If you want to make drastic changes to how the site works, this is a different story all together. The reason so many are against Beta is that it breaks some of the fundamental parts of what makes Slashdot work.
User input until recently has not been acknowledged. The acknowledgment we have received is not from the people that are making the decision to push Beta live. We told people Beta was broken, what it lacked, and we were rather surprised to get a warning that Beta would be live despite what we told people. People are already making plans to leave, which means that Slashdot could fade away very soon.

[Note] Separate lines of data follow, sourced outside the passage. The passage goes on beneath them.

Issue #51, opened 2016-02-19
draw_routes is ignoring config


film42:
When drawing explicit routes, CLI and yaml configs are ignored.

**Example:**
```ruby
ENV["APP_NAME"] = "yolo"

require "action_subscriber"

class UserSubscriber < ::ActionSubscriber::Base
  def created
  end

  def created_low
  end
end

::ActionSubscriber.draw_routes do
  default_routes_for ::UserSubscriber
end

::Thread.new do
  # Wait for subscribers to startup and then check the thread pool
  sleep 2
  puts ::ActionSubscriber::Threadpool.pool(:default).inspect
end
```

```
$ action_subscriber start --allow-low-priority-methods --threadpool-size 40 --prefetch 5
```

```
I, [2016-02-18T21:19:13.345970 #49177]  INFO -- : Starting in-memory publisher adapter.
I, [2016-02-18T21:19:13.346747 #49177]  INFO -- : Loading configuration...
I, [2016-02-18T21:19:13.346901 #49177]  INFO -- : Starting server...
I, [2016-02-18T21:19:13.356552 #49177]  INFO -- : Rabbit Host: localhost
Rabbit Port: 5672
Threadpool Size: 40
Low Priority Subscriber: true
Decoders:
  --application/json
  --text/plain
I, [2016-02-18T22:35:06.379808 #61299]  INFO -- : UserSubscriber
I, [2016-02-18T22:35:06.379836 #61299]  INFO -- :   -- method: created
I, [2016-02-18T22:35:06.379856 #61299]  INFO -- :     --    exchange: events
I, [2016-02-18T22:35:06.379875 #61299]  INFO -- :     --       queue: yolo.user.created
I, [2016-02-18T22:35:06.379892 #61299]  INFO -- :     -- routing_key: user.created
I, [2016-02-18T22:35:06.379914 #61299]  INFO -- : Action Subscriber connected

#<Lifeguard::InfiniteThreadpool:0x007f9d7a09f4d8 @pool_size=8>
```

So despite having a `created_low` queue, and setting the thread pool to 40, both options are ignored.

liveh2o:
Was this resolved by #53, @film42?

PR #52, opened 2016-02-19
Require app after configuration has been loaded

film42:
Because of how we're setting up routes to be drawn (on app load), we're
actually building the routes using a configuration that is using a
default config. However, when we infer routes, we're delaying this route
building to after the configuration has been loaded from CLI and yaml.

This means that #default_routes_for will not create *_low queues or set
real threadpool values despite your CLI or yaml config. If we require
the app after the ActionSubscriber gem has been configured, everything
works as expected.

Although this is a small code change and I don't imagine anyone having
problems, we are changing execution order, which is a pretty big design
change.

This is one of a few ways at fixing https://github.com/mxenabled/action_subscriber/issues/51

### DIFF
--- a/bin/action_subscriber
+++ b/bin/action_subscriber
@@ -3,6 +3,7 @@
 require 'active_support'
 require 'active_support/core_ext'
 require 'thor'
+require 'action_subscriber'
 
 module ActionSubscriber
   class CLI < ::Thor
@@ -23,12 +24,14 @@ module ActionSubscriber
     BABOUDESC
 
     def start
-      require options[:app]
-
       $0 = "Action Subscriber server #{object_id}"
       ::ActionSubscriber.logger.info "Loading configuration..."
 
       ::ActionSubscriber::Configuration.configure_from_yaml_and_cli(options)
+
+      ::ActionSubscriber.logger.info "Requiring app..."
+      require options[:app]
+
       ::ActionSubscriber.logger.info "Starting server..."
 
       case ::ActionSubscriber.configuration.mode
--- a/bin/action_subscriber
+++ b/bin/action_subscriber
@@ -1,5 +1,7 @@
 #!/usr/bin/env ruby
 
+$ACTION_SUBSCRIBER_SERVER_MODE = true
+
 require 'active_support'
 require 'active_support/core_ext'
 require 'thor'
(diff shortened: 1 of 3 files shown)


liveh2o:
@mmmries and I had a conversation about how the binstub expects the app to handle loading the rest of the gem a few months ago. We had an app that wasn't requiring the Action Subscriber gem, so starting the subscriber would fail. At the time, he mentioned that loading the app first resolved some issues we had in the gem early on, but he couldn't remember exactly what those problems were.

I'd say we have a compelling reason to make this change, but with that context, I'd say we should either push a pre-release that we can thoroughly test to see if there any unintended side affects, or we should explore one of the other ways of fixing the problem you mentioned.

Another option I'd suggest is possibly deferring drawing the routes until `auto_pop!` or `start_subscribers` are called. Since we capture all of the routes in a block, that should be possible, though I haven't looked at the code to determine if there are any other edge cases to consider.

film42:
I really want to push this forward, because it turns out that creating a threadpool outside of the `draw_routes` will load the config and setup the default threadpool too early (with the default size). This really confusing to debug, so loading things up ahead of time would be a major win for clarity.

liveh2o:
I'm fine with the change, if @mmmries is. What say ye, @mmmries?

mmmries:
I think I remember making this change once before and then hotfixing it, but I can't remember what went wrong, I'm going to check the history of PRs on this project really quick

mmmries:
Found the [thing I was thinking of](https://github.com/mxenabled/action_subscriber/pull/28) and it shouldn't affect this PR. It was a load order issue around requiring the `action_suscriber.rb` before the app had loaded so `defined? Rails` would alway be `false`.

I think that loading the ActionSubscriber configured (CLI and YAML) should be safe to do before loading the application.

:shipit:

film42:
Before I merge this I want to double check a few of our apps to make sure they start just fine with these changes.

film42:
Had to require `yaml` in the config and drop the `safe_yaml` stuff (but it's 2-3 years old).

mmmries:
:+1: for dropping the `:safe_yaml`. We won't have loaded all of the rails libraries at this point, but since it is a yaml file we control we don't need the extra safety check right now.

film42:
Ready to go!

mmmries:
:shipit:

film42:
@mmmries this will introduce the same problem, but we can add the railtie to the binstub to avoid this problem. We can probably remove it from `lib/action_subscriber.rb` (doesn't look like the publisher code needs them).

```
::ActionSubscriber.logger.info "Requiring app..."
require options[:app]
require "action_subscriber/railtie" if defined?(Rails)
```

mmmries:
@film42 nice catch. I think the conditional require in the CLI sounds like a good option. Let's just test it with a few of our apps to verify.

film42:
@mmmries I moved the railtie to the bin stub.

mmmries:
@film42 did a few tests locally with one of our apps and the empirical tests look good as well as the theory here.

:shipit:

film42:
I think we're going to need to make one more change befor this is finally ready.

film42:
Added a few more changes and tests both server-side loading scenarios and client-side loading scenarios. Everything is working :ok_hand: .

mmmries:
I just decided that getting ActivePublisher going is now a high priority for me :pensive: 

We talked offline about this, but obviously this is a case where we have gotten ourselves into a bit of a pickle and this is the best path forward to keep backwards compatibility for our clients. Once we split out the publishing side of this to its own gem we can get rid of the conditional require + load hooks

:shipit:

film42:
Thanks a bunch for your help @mmmries !

Released as `2.2.0`.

Whether this was the goal for Dice or not remains to be seen. If it is, it's been nice knowing you but I won't be back. A partnership only works when there is mutual respect between the parties. A word of caution, us Nerds have good memories and lots of knowledge. The loss of Slashdot impacts all of Dice holdings, not just Slashdot. I boycott everything a company holds, not just the product group that did me wrong.
If that was not the goal of Dice, you should quickly begin communicating with the user base. What are the plans are to fix what Beta has broken? Why is Beta being pushed live with things broken? A "Sorry we have not been communicating!", and perhaps even a "Thank you" to the user base for helping make Slashdot a success for so many years."